Bernadette Kavanagh is urging everyone to get their vaccination
Before Bernadette Kavanagh was rushed to hospital, struggling to breath, last February, she did not realise she had Covid-19.
Instead, she thought she was feeling low because her 40-year-old daughter, who has an underlying health problem, was herself in hospital gravely ill with the virus.
Little did Ms Kavanagh know she would soon end up in the Mater too, on a high dependency ward.
“I just felt so tired,” she said. “I thought I was depressed because my daughter Niamh was in hospital very sick at the time. I thought to myself, ‘I’m going to get a taxi and jump off O’Connell Bridge’, and that really wouldn’t be my character at all.
“Then I just began to feel worse and worse. One night I couldn’t breath and I was rushed to hospital. I was there for weeks on the high dependency ward. My daughter was on another ward, but we never got to see one another.”
Ms Kavanagh, originally from Cabra, Dublin, but living in Bettystown, Co Meath, spent a lot of time volunteering to help the elderly in Ballymun before the pandemic. “That all stopped and that really affected me too, because I love to help people,” she said. “There are elderly people in Ballymun too scared to go out because of Covid. It’s heartbreaking.”

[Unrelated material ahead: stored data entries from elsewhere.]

PR #1794, opened 2024-03-29
Update codecoverage to use actions/checkout@v4

jkohnert:
Fix Node-16 depcrations message for codecoverage.

### DIFF
--- a/.github/workflows/codecov.yml
+++ b/.github/workflows/codecov.yml
@@ -18,7 +18,7 @@ jobs:
       ROOT_DIR: ${{ github.workspace }}/..
     steps:
       - name: Checkout GDL
-        uses: actions/checkout@v3.5.2
+        uses: actions/checkout@v4
         with:
           submodules: recursive
           fetch-depth: 0


alaingdl:
Could you please explain a little mode or give a like to document that, thank !
(is that link relevant ? https://github.com/actions/setup-node/issues/850 )

jkohnert:
Pretty much, yes. The codecov job issues a warning:
```log
Node.js 16 actions are deprecated. Please update the following actions to use Node.js 20: actions/checkout@v3.5.2. For more information see: https://github.blog/changelog/2023-09-22-github-actions-transitioning-from-node-16-to-node-20/.
```

Reading though this documentation leads to [this page](https://docs.github.com/en/actions/using-workflows/workflow-syntax-for-github-actions#example-using-versioned-actions) suggesting v4 (or, v4.2.0, if one wants to be more specific).

I'm not too familiar with github's actions, since we're using gitlab at work, and I use gitlab privately, too, but as far as I can tell,this should be the way to go. 

I later saw, the probably outdated action is used at more places, maybe I should use this PR to update those usages, too. What do you think?

Best regards Jan

slayoo:
example here:
image
(https://github.com/gnudatalanguage/gdl/actions/runs/8485091812)

Thanks @jkohnert !

alaingdl:
Thanks you, I never noticed because I jump immediately to the red cross item !

PR #1799, opened 2024-04-06
to be thoroughly tested, should close #1796

### LINKED ISSUE #1796: Format with $ doesn't work as intended and as it used to
According to IDL documentation if the format code $ occurs anywhere in the format string, the new line implied by the closing parenthesis of the format string is suppressed. Hence the following consecutive print commands should provide the same results, but they don't:

printf, 1, format='($,I0)', 123
printf, 1, format='(I0)', 456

The 62-year-old has diabetes, which means she was more susceptible to serious complications. “I was being so careful. I wouldn’t go out the door and would only go to the shops at times when it was quiet. I was keeping away from everyone, but I still got Covid.”

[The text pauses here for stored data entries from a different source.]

PR #1800, opened 2024-04-06
enable T TR and TL codes. Wonder why they did not work and, more, why…

GillesDuvert:
… the ANTLR code was special for TR and TL. removed this special treatment and did not see any problem arising elsewhere (passes tests). This should be thorougly tested.


alaingdl:
For sure I am OK to review but I need some time, and not sure when during next few days

alaingdl:
@GillesDuvert sorry it seems we have a conflit here (maybe my fault)

GillesDuvert:
oulah, the conflict is very serious, apparently github takes the WRONG source. This happened in the past. Cannot figure how it is possible. GRRRRRRRR I'll be obliged to resubmit after scrutinizing the b**** code.

PR #1816, opened 2024-04-22
new test_trired test; most KeywordSet() with numeric fixed; -DEIGEN3=off now OK; limited cleaning in eigenvalues_solvers.*pp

She spent nearly a month in the Mater, a time she will never forget.
“The care was amazing. I cannot praise the doctors and nurses enough,” she said. “A doctor said to me, ‘You’re one of the sickest patients we’ve seen. Can I call you Bernie?’ I said to him, ‘You can call me whatever you like, please just help me get well’. He told me it was like fighting in a snowstorm and to keep fighting.”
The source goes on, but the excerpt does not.